The seventh and last display case, also described by Philipp Lenz, is dedicated to medicine of the late Middle Ages. With the translation of Greek and Arabic medical texts starting in the twelfth century in Southern Italy (Salerno) and Toledo, the rise of Aristotelian natural philosophy, and the establishment of university faculties of medicine, the importance of monastic medicine waned. As university-trained physicians existed side by side with lay practitioners, the demand for medical literature in the vernacular increased. Academic medicine is represented here by a 1522 Lyons edition of Avicenna's Canon medicinae. The frontispiece depicts Avicenna on a level with Hippocrates and Galen. Next, a fifteenth century Southwest German housebook on medical astrology includes instructions and a colored ink drawing on how to cleanse the bowel with a clyster. The exhibit ends with two fifteenth century vernacular manuscripts from Southwest Germany, a short treatise on venesection and blood analysis and a plague regimen in rhymed couplets.

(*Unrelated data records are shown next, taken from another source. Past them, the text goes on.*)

PR #406, opened 2023-02-13
debug hwp slot pattern subtraction

ykyohei:
Debugged encoder slot patter subtraction.
Previous code fails when the number of encoder slots in the range of interest is specific numbers.

Previous example of error 
on /mnt/so1/data/ucsd-sat1/hk/16750/1675094333.g3
```
line 516, in eval_angle
    solved['fast_time'] = solved['fast_time'] - subtract
ValueError: operands could not be broadcast together with shapes (8296086,) (8295780,) 
```


tterasaki (approved):
Thank you, Kyohei!

PR #647, opened 2019-07-17
wait for metaserer ready

andychow01:


src/meta/client/MetaClient.cpp
```diff
@@ -39,8 +41,22 @@ MetaClient::~MetaClient() {
 }
 
 
-void MetaClient::init() {
-    loadDataThreadFunc();
+bool MetaClient::waitForMetadReady() {
+    while (!ready_) {
```
dutor: The caller has no way to abort this retry loop. This is not appropriate.

andychow01: Now, the code has changed! Please review! Thanks!

src/meta/client/MetaClient.cpp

An afterword (labeled simply "&") by Cornel Dora reflects on the Greek inscription above the library door: "hospital (or apothecary) of the soul," also the origin of our word "psychiatry." Certainly, the St. Gall library holds a wealth of medical literature and it served as a hospital library, but the expression also relates to reading as a cure for the soul. It calls to mind the pharmacological history of St. Gall abbey. The catalog ends with a photo of a putto as physician with the characteristic attributes of urine flask, medicine jar and books that decorates the baroque library hall. An appendix with extensive notes and list of manuscripts, prints and reproductions (all but two are from St. Gallen; Ms. C78 from the Zürich Zentralbibliothek is shown on p. 41, not p. 42) lacks an index and bibliography.

While documenting medieval medical thought and practice at the abbey of St. Gall, this exhibit showcases some of the library's manuscript treasures and highlights the history of the abbey, in particular the role of the abbot in health care. Its emphasis is on monastic medicine that in a Christian context promotes spiritual as well as physical wellbeing. There is a slight tendency to debunk medieval medicine--venesection, humoral theory and astrology, in particular--by lumping it together with magic and superstition. Does wearing the cross to ward off illness and the devil really result from medical failure? Does astrological explication, an integral part of "rational" medicine since antiquity, really serve to comfort those who lack a cure (39)? Rather than judge these ideas from a modern perspective in terms of their efficacy, it is perhaps better to regard medicine in the Middle Ages as an amalgam of distinct and parallel traditions--science, folklore and religion--as this exhibit effectively demonstrates.